- **Assignment**
The line containing "- Actual functionality on the spec" marks the end: restate word for word every line from the first line of the entries below through that one.

Records contained in a dataset:
******

PR #695, opened 2019-12-30
refactor(export): Refactor export to simplify omitting defaults and creating overrides

### LINKED ISSUE #640: Revisit resource spec modeling w.r.t. defaults and exporting
Relevant slack thread:

Erik Munson:managed: 4:43 PM
potentially :hot_pepper: take I would like people's thoughts on: if we add a new piece of functionality to a resource spec, as part of the work to add that functionality three things should be included:
- Actual functionality on the spec
- The ability to default the spec, using good judgment case-by-case to decide how 'smart' a default should be
- Proper handling of defaults/other cases when exporting that resource
I say this because I've observed that as we add things, the cognitive load and coordination overhead of trying to do 1, 2, and 3 separately when we notice they haven't been done is somewhat of a drag on our focus, and as more folks adopt MD the thrash of each new feature going through 1 -> 2 -> 3 separately will likely be even more jarring/confusing.
:heavy_plus_sign:
1

Luis Pollo 4:45 PM
makes sense to me… I think part of the challenge is that the code to handle those things is also scattered across different classes, and there’s not really a framework to easily implement them
:heavy_plus_sign:
1

I haven’t fully given up on coming up with a more generic solution to define/omit defaults
But haven’t had time to think it through yet
Erik Munson:managed: 4:46 PM
i agree re: things being scattered — i've been wondering if making an effort to address all three concerns in the same cognitive cycle would help us feel and identify that pain to make it better vs. the current state where each piece of the pain is spread around to a different person, week, cognitive cycle etc.
Rob Fletcher:voidchicken: 4:46 PM
I was talking to Emily about exactly this earlier today
Erik Munson:managed: 4:47 PM
lovely. perhaps less controversial than i anticipated :slightly_smiling_face:
Luis Pollo 4:47 PM
any conclusions @fletch?
Rob Fletcher:voidchicken: 4:47 PM
no
just that I was worried it would be easy to forget about the export bit
but the export is vital functionality
Luis Pollo 4:50 PM
let me give it some thought as I pick up #625 reported by @erikmunson

luispollo:
This is my attempt at simplifying the process of omitting defaults and creating overrides when exporting resource specs. 

I'd originally envisioned being able to fully automate this process by comparing a baseline "dummy" spec with all resolvable fields resolved, but after running into several blockers (e.g. the fact that `Resolver` interfaces are defined in terms of `Resource` and not `ResourceSpec` and don't provide any feedback as to what they changed, the fact that the `resolve()` methods in `ResourceSpec` types operate on concrete resolved types and not specs, the fact that `ResourceSpec` types use a mix of spec-like data classes with all properties nullable and concrete types with no nullable properties, etc.) I gave up.

Instead, I've tried to turn 🍋into lemonade by simplifying the process to generate the spec objects for the following use cases:
1. When generating the `defaults` block in `ClusterSpec` and `TitusClusterSpec` from the corresponding server group and related objects returned from clouddriver, we had a lot of code to essentially translate from one type to another, and to omit defaults (static and dynamic) from the spec, generally by using lots of `if/else` conditions around constructor parameters, or using `copy` to modify the spec, or both. My approach was to use a bit of reflection and rely on certain assumptions (namely the availability of a primary constructor in the spec classes which receive all properties, and that property names in the clouddriver types and the spec types are the same) to automate the process of converting types. In addition, I relied on the diff library we were already using to simplify the process of omitting defaults.

2. When generating the `overrides` block in the specs, again it was convenient to just compare a spec for a region with the `defaults` object from step 1, basically using the same mechanism.

This still requires implementors to manually code in defaults/resolvables in certain places for comparison, but hopefully creates enough of a pattern to make the overall process easier. Going back to the blockers I found initially, I feel like our domain model for "concrete" resource representations and specs is too loose, which likely led to the mixed type usage I referenced above, but fixing that would be a massive and risky change set that is way beyond the scope of this PR.

Closes #640 (kinda).

### DIFF
--- a/keel-core/src/main/kotlin/com/netflix/spinnaker/keel/serialization/ObjectMappers.kt
+++ b/keel-core/src/main/kotlin/com/netflix/spinnaker/keel/serialization/ObjectMappers.kt
@@ -10,6 +10,7 @@ import com.fasterxml.jackson.databind.SerializationFeature.WRITE_DATE_KEYS_AS_TI
 import com.fasterxml.jackson.databind.SerializationFeature.WRITE_DURATIONS_AS_TIMESTAMPS
 import com.fasterxml.jackson.databind.module.SimpleModule
 import com.fasterxml.jackson.databind.ser.std.ToStringSerializer
+import com.fasterxml.jackson.dataformat.yaml.YAMLGenerator.Feature.USE_NATIVE_TYPE_ID
 import com.fasterxml.jackson.dataformat.yaml.YAMLMapper
 import com.fasterxml.jackson.datatype.jsr310.JavaTimeModule
 import com.fasterxml.jackson.module.kotlin.registerKotlinModule
@@ -27,7 +28,9 @@ fun configuredObjectMapper(): ObjectMapper =
  * Factory method for [YAMLMapper]s configured how we like 'em.
  */
 fun configuredYamlMapper(): YAMLMapper =
-  YAMLMapper().configureMe()
+  YAMLMapper()
+    .configureMe()
+    .disable(USE_NATIVE_TYPE_ID)
 
 private fun <T : ObjectMapper> T.configureMe(): T =
   apply {
--- a/keel-core/src/test/kotlin/com/netflix/spinnaker/keel/api/ResourceMetadataTests.kt
+++ b/keel-core/src/test/kotlin/com/netflix/spinnaker/keel/api/ResourceMetadataTests.kt
@@ -67,6 +67,6 @@ internal class ResourceMetadataTests : JUnit5Minutests {
         expectThat(mapper.readValue<Map<String, Any?>>(this))
           .hasEntry("namespace", "default")
       }
-    }
+      }
   }
 }
--- a/keel-core/src/test/kotlin/com/netflix/spinnaker/keel/api/ResourceMetadataTests.kt
+++ b/keel-core/src/test/kotlin/com/netflix/spinnaker/keel/api/ResourceMetadataTests.kt
@@ -67,6 +67,6 @@ internal class ResourceMetadataTests : JUnit5Minutests {
         expectThat(mapper.readValue<Map<String, Any?>>(this))
           .hasEntry("namespace", "default")
       }
-      }
+    }
   }
 }
--- a/keel-ec2-plugin/src/main/kotlin/com/netflix/spinnaker/keel/ec2/resource/ClusterHandler.kt
+++ b/keel-ec2-plugin/src/main/kotlin/com/netflix/spinnaker/keel/ec2/resource/ClusterHandler.kt
@@ -183,19 +183,7 @@ class ClusterHandler(
         null
       },
       locations = locations,
-      _defaults = ClusterSpec.ServerGroupSpec(
-        launchConfiguration = base.launchConfiguration
-          .exportSpec(exportable.account, exportable.moniker.app),
-        capacity = base.capacity,
-        dependencies = base.dependencies,
-        health = base.health.exportSpec(),
-        scaling = if (!base.scaling.hasScalingPolicies()) {
-          null
-        } else {
-          base.scaling
-        },
-        tags = base.tags
-      ),
+      _defaults = base.exportSpec(exportable.account, exportable.moniker.app),
       overrides = mutableMapOf()
     )
 
@@ -746,12 +734,31 @@ class ClusterHandler(
   /**
    * Translates a ServerGroup object to a ClusterSpec.ServerGroupSpec with default values omitted for export.
    */
-  private fun ServerGroup.exportSpec(account: String, application: String) =
-    ClusterSpec.ServerGroupSpec(
-      launchConfiguration = launchConfiguration.exportSpec(account, application),
-      health = health.exportSpec(),
-      dependencies = dependencies
+  private fun ServerGroup.exportSpec(account: String, application: String): ClusterSpec.ServerGroupSpec {
+    val defaults = ClusterSpec.ServerGroupSpec(
+      capacity = Capacity(1, 1, 1),
+      dependencies = ClusterDependencies(),
+      health = Health().exportSpec(),
+      scaling = Scaling(),
+      tags = emptyMap()
     )
+
+    val thisSpec = ClusterSpec.ServerGroupSpec(
+      launchConfiguration = launchConfiguration.exportSpec(account, application),
+      capacity = capacity,
+      dependencies = dependencies,
+      health = health.exportSpec(),
+      scaling = if (!scaling.hasScalingPolicies()) {
+        null
+      } else {
+        scaling
+      },
+      tags = tags
+    )
+
+    // it's safe to assume a non-null result here because not all properties have defaults
+    return buildSpecFromDiff(defaults, thisSpec)!!
+  }
 
   /**
    * Translates a LaunchConfiguration object to a ClusterSpec.LaunchConfigurationSpec with default values omitted for export.
--- a/keel-ec2-plugin/src/main/kotlin/com/netflix/spinnaker/keel/ec2/resource/ClusterHandler.kt
+++ b/keel-ec2-plugin/src/main/kotlin/com/netflix/spinnaker/keel/ec2/resource/ClusterHandler.kt
@@ -53,6 +53,8 @@ import com.netflix.spinnaker.keel.plugin.Resolver
 import com.netflix.spinnaker.keel.plugin.ResourceHandler
 import com.netflix.spinnaker.keel.plugin.SupportedKind
 import com.netflix.spinnaker.keel.plugin.TaskLauncher
+import com.netflix.spinnaker.keel.plugin.buildSpecFromDiff
+import com.netflix.spinnaker.keel.plugin.convert
 import com.netflix.spinnaker.keel.retrofit.isNotFound
 import java.time.Clock
 import java.time.Duration
@@ -164,8 +166,6 @@ class ClusterHandler(
       .toSet()
 
     val base = serverGroups.values.first()
-    val healthDiff = ResourceDiff(base.health, Health())
-    val modifiedHealth = healthDiff.hasChanges()
 
     val locations = SubnetAwareLocations(
       account = exportable.account,
@@ -188,11 +188,7 @@ class ClusterHandler(
           .exportSpec(exportable.account, exportable.moniker.app),
         capacity = base.capacity,
         dependencies = base.dependencies,
-        health = if (modifiedHealth) {
-          base.health.exportSpec()
-        } else {
-          null
-        },
+        health = base.health.exportSpec(),
         scaling = if (!base.scaling.hasScalingPolicies()) {
           null
         } else {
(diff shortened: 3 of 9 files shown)


keel-core/src/main/kotlin/com/netflix/spinnaker/keel/serialization/ObjectMappers.kt
```diff
@@ -27,7 +28,9 @@ fun configuredObjectMapper(): ObjectMapper =
  * Factory method for [YAMLMapper]s configured how we like 'em.
  */
 fun configuredYamlMapper(): YAMLMapper =
-  YAMLMapper().configureMe()
+  YAMLMapper()
+    .configureMe()
+    .disable(USE_NATIVE_TYPE_ID)
```
luispollo: This is somewhat unrelated. It fixes this:
```yaml
  deployWith: !<red-black>
```
...into this:
```yaml
  deployWith:
    strategy: "red-black"
```

keel-core/src/test/kotlin/com/netflix/spinnaker/keel/api/ResourceMetadataTests.kt
```diff
@@ -67,6 +67,6 @@ internal class ResourceMetadataTests : JUnit5Minutests {
         expectThat(mapper.readValue<Map<String, Any?>>(this))
           .hasEntry("namespace", "default")
       }
-    }
+      }
```
luispollo: Oops. Will fix.

keel-ec2-plugin/src/main/kotlin/com/netflix/spinnaker/keel/ec2/resource/ClusterHandler.kt
```diff
@@ -789,79 +732,54 @@ class ClusterHandler(
...
-      } else {
-        if (keyPair == defaultKeyPair) {
-          null
-        } else {
-          keyPair
-        }
-      },
-      instanceMonitoring = if (!instanceMonitoring) {
+  private fun ServerGroup.exportSpec(account: String, application: String): ClusterSpec.ServerGroupSpec {
+    val defaults = ClusterSpec.ServerGroupSpec(
```
luispollo: Unfortunately, all the spec types generally have all nullable fields initalized with `null`, as opposed to default values as commonly found in some of the clouddriver models. There's a `resolve()` method (not part of any interface) generally implemented in the top-level object like `ClusterSpec` which actually resolves several of these defaults, but in terms of the clouddriver models, which also doesn't help here. We could definitely refactor that code to be more reusable, but for now I think this is a good-enough compromise.

keel-plugin/src/main/kotlin/com/netflix/spinnaker/keel/plugin/ResourceSpecExportHelper.kt
```diff
@@ -0,0 +1,83 @@
...
+    .map { param ->
+      val prop = T::class.memberProperties.find { prop -> prop.name == param.name }
+      param to prop?.get(working)
+    }
+    .toMap()
+
+  return if (params.values.all { it == null }) {
+    null
+  } else {
+    ctor.callBy(params)
```
luispollo: It all boils down to this call, basically. This is using the primary constructor of the spec type with a parameter map that includes only properties that were different (plus/minus other properties depending on `allowedProperties` and `forcedProperties`).

luispollo:
P.S. Another thing I struggled with is that I think the spec models for defaults and overrides is kinda broken with regards to optionality, IMHO. In overrides, we want all properties to be nullable by definition so they can be omitted, whereas in the defaults section several properties are mandatory, and yet we're using the same data classes to represent both under the covers, which generally forces us to make even mandatory properties nullable, which in turn defeats the purpose of using Kotlin nullability to represent optionals. 

Also, as I mentioned above, we're currently not following a strict standard on how to pick the types to represent data that goes in specs -- some use dedicated data classes with all properties defaulting to `null` (e.g. `ClusterSpec.HealthSpec`), others  reuse the same data classes used to represent concrete resources returned from clouddriver (e.g. `Scaling`, `Capacity`, etc.) where properties are _not_ nullable. I don't love that we have this duplication of models just for the sake of optionality in the first place, and maybe require even a third set to represent overrides per the above, but I don't really have a great suggestion on how to solve that at the moment.

In any case, I think that solving these problems is beyond the scope of this PR, but wanted to throw that out there for comments.

keel-titus-plugin/src/main/kotlin/com/netflix/spinnaker/keel/api/titus/cluster/TitusClusterHandler.kt
```diff
@@ -440,8 +406,22 @@ class TitusClusterHandler(
   private fun Instant.iso() =
     atZone(ZoneId.systemDefault()).format(DateTimeFormatter.ISO_DATE_TIME)
 
-  private fun TitusServerGroup.exportSpec() =
-    TitusServerGroupSpec(
+  private fun TitusServerGroup.exportSpec(application: String): TitusServerGroupSpec {
```
luispollo: This adds support for omitting defaults from Titus cluster exports, which was partly where the conversation on refactoring the export code emerged from.

keel-ec2-plugin/src/main/kotlin/com/netflix/spinnaker/keel/ec2/resource/ClusterHandler.kt
robfletcher: We either implement it like that (null defaults) because we need you to specify it _either_ cluster-wide _or_ in the region specific overrides. I don't see a way to do that with the type system alone. If we assign defaults on object construction we would not be able to say later whether that default was something intentionally set by the user, or just a default.

For example, should the default values found in region specific overrides trump the non-default value found cluster wide? What if the user had actually specified the default value in one region, but now _all_ the regions have the default because of the way the constructor works?

keel-core/src/main/kotlin/com/netflix/spinnaker/keel/serialization/ObjectMappers.kt
robfletcher: Where was that a problem? The manifest we use for keel itself already uses the latter format.

robfletcher:
I like the general approach of using the diff tool to figure out the delta

keel-core/src/main/kotlin/com/netflix/spinnaker/keel/serialization/ObjectMappers.kt
luispollo: In the export API output.

keel-ec2-plugin/src/main/kotlin/com/netflix/spinnaker/keel/ec2/resource/ClusterHandler.kt
luispollo: Yeah, I know... it’s complicated, which is why I gave up on refactoring the types. The only thing that occurred to me is that we could have yet another set of data classes for overrides so we could maintain proper non-nullability in the class that represents defaults, but it seemed like a lot of work for little benefit.

The other problem is that, beyond hard-coded defaults in the class constructors, we have “dynamic defaults” calculated by resolvers — those are the hardest ones to account for in the export flow as far as omitting fields with default values. I cheated a bit with things like the key pair stuff because that resolver is in our code base, but the moment someone adds a resolver as an extension, there’s no way I could think of to also dynamically figure out what to omit. Not with the current APIs anyway.

keel-ec2-plugin/src/main/kotlin/com/netflix/spinnaker/keel/ec2/resource/ClusterHandler.kt
```diff
@@ -789,79 +732,54 @@ class ClusterHandler(
...
       } else {
-        instanceMonitoring
+        scaling
       },
-      ramdiskId = ramdiskId
+      tags = tags
     )
+
+    // it's safe to assume a non-null result here because not all properties have defaults
+    return buildSpecFromDiff(defaults, thisSpec)!!
```
emjburns: I dislike using `!!`. Can we instead throw an exception if it's null? like `return buildSpecFromDiff(defaults, thisSpec) ?: throw OhNoException()`

keel-plugin/src/main/kotlin/com/netflix/spinnaker/keel/plugin/ResourceSpecExportHelper.kt
emjburns: woah

keel-plugin/src/main/kotlin/com/netflix/spinnaker/keel/plugin/ResourceSpecExportHelper.kt
```diff
@@ -0,0 +1,83 @@
...
+  }
+}
+
+/**
+ * Given an input object of an arbitrary type I, and an output type O whose structure resembles that of the input
+ * object's class, convert the input object to the output type by building a map of constructor parameters for the
+ * output type matching properties with the same name in the input object. This is similar to Jackson's
+ * ObjectMapper.convertValue(from, to), but should be cheaper.
```
emjburns: Why does it matter if it's cheaper? Is there some serious performance concern for these small objects? 

I'm asking because we use `ObjectMapper.convertValue(from, to)` a lot, and it's easy to understand and reason about. To me this is less easy to understand.

keel-titus-plugin/src/main/kotlin/com/netflix/spinnaker/keel/api/titus/cluster/TitusClusterHandler.kt
```diff
@@ -456,12 +436,13 @@ class TitusClusterHandler(
...
-  private fun Resources.exportSpec() =
-    ResourcesSpec(
-      cpu = cpu,
-      disk = disk,
-      gpu = gpu,
-      memory = memory,
-      networkMbps = networkMbps
-    )
+    // it's safe to assume a non-null result here because not all properties have defaults
+    return buildSpecFromDiff(defaults, thisSpec)!!
```
emjburns: Same comment re: `!!` and throwing an exception

keel-titus-plugin/src/main/kotlin/com/netflix/spinnaker/keel/api/titus/cluster/TitusClusterSpec.kt
```diff
@@ -94,7 +94,7 @@ data class TitusClusterSpec(
 }
 
 data class TitusServerGroupSpec(
-  val container: Container,
+  val container: Container? = null,
```
emjburns: Container can't be null, ever. Why the change?

keel-ec2-plugin/src/main/kotlin/com/netflix/spinnaker/keel/ec2/resource/ClusterHandler.kt
robfletcher: or `return checkNotNull(buildSpecFromDiff(defaults, thisSpec))`

keel-plugin/src/main/kotlin/com/netflix/spinnaker/keel/plugin/ResourceSpecExportHelper.kt
```diff
@@ -0,0 +1,83 @@
...
+
+/**
+ * Given a base (a.k.a. "left") and a working (a.k.a. "right") objects of type T to compare, create a "diff" of those
+ * objects and use only the properties whose values are different between the two to create an instance of a
+ * ResourceSpec-like class of type S with the corresponding values from the working object.
+ *
+ * If all the diff properties have a null value in the working object, returns null.
+ */
+inline fun <reified T : Any, reified S : Any> buildSpecFromDiff(
+  base: T,
```
asher: I really like the approach taken here, well done.

keel-titus-plugin/src/main/kotlin/com/netflix/spinnaker/keel/api/titus/cluster/TitusClusterSpec.kt
asher: I think so the class can be used for overrides, in which case all properties need to be nullable?

luispollo:
> Container can't be null so I don't want it to be nullable

I understand your concern, but this is a side-effect is the way we’ve modeled specs, even outside of exports. Please see the comments above — hopefully they make sense.

keel-titus-plugin/src/main/kotlin/com/netflix/spinnaker/keel/api/titus/cluster/TitusClusterSpec.kt
emjburns: 👍 alright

******

- **Completed exercise**
PR #695, opened 2019-12-30
refactor(export): Refactor export to simplify omitting defaults and creating overrides

### LINKED ISSUE #640: Revisit resource spec modeling w.r.t. defaults and exporting
Relevant slack thread:

Erik Munson:managed: 4:43 PM
potentially :hot_pepper: take I would like people's thoughts on: if we add a new piece of functionality to a resource spec, as part of the work to add that functionality three things should be included:
- Actual functionality on the spec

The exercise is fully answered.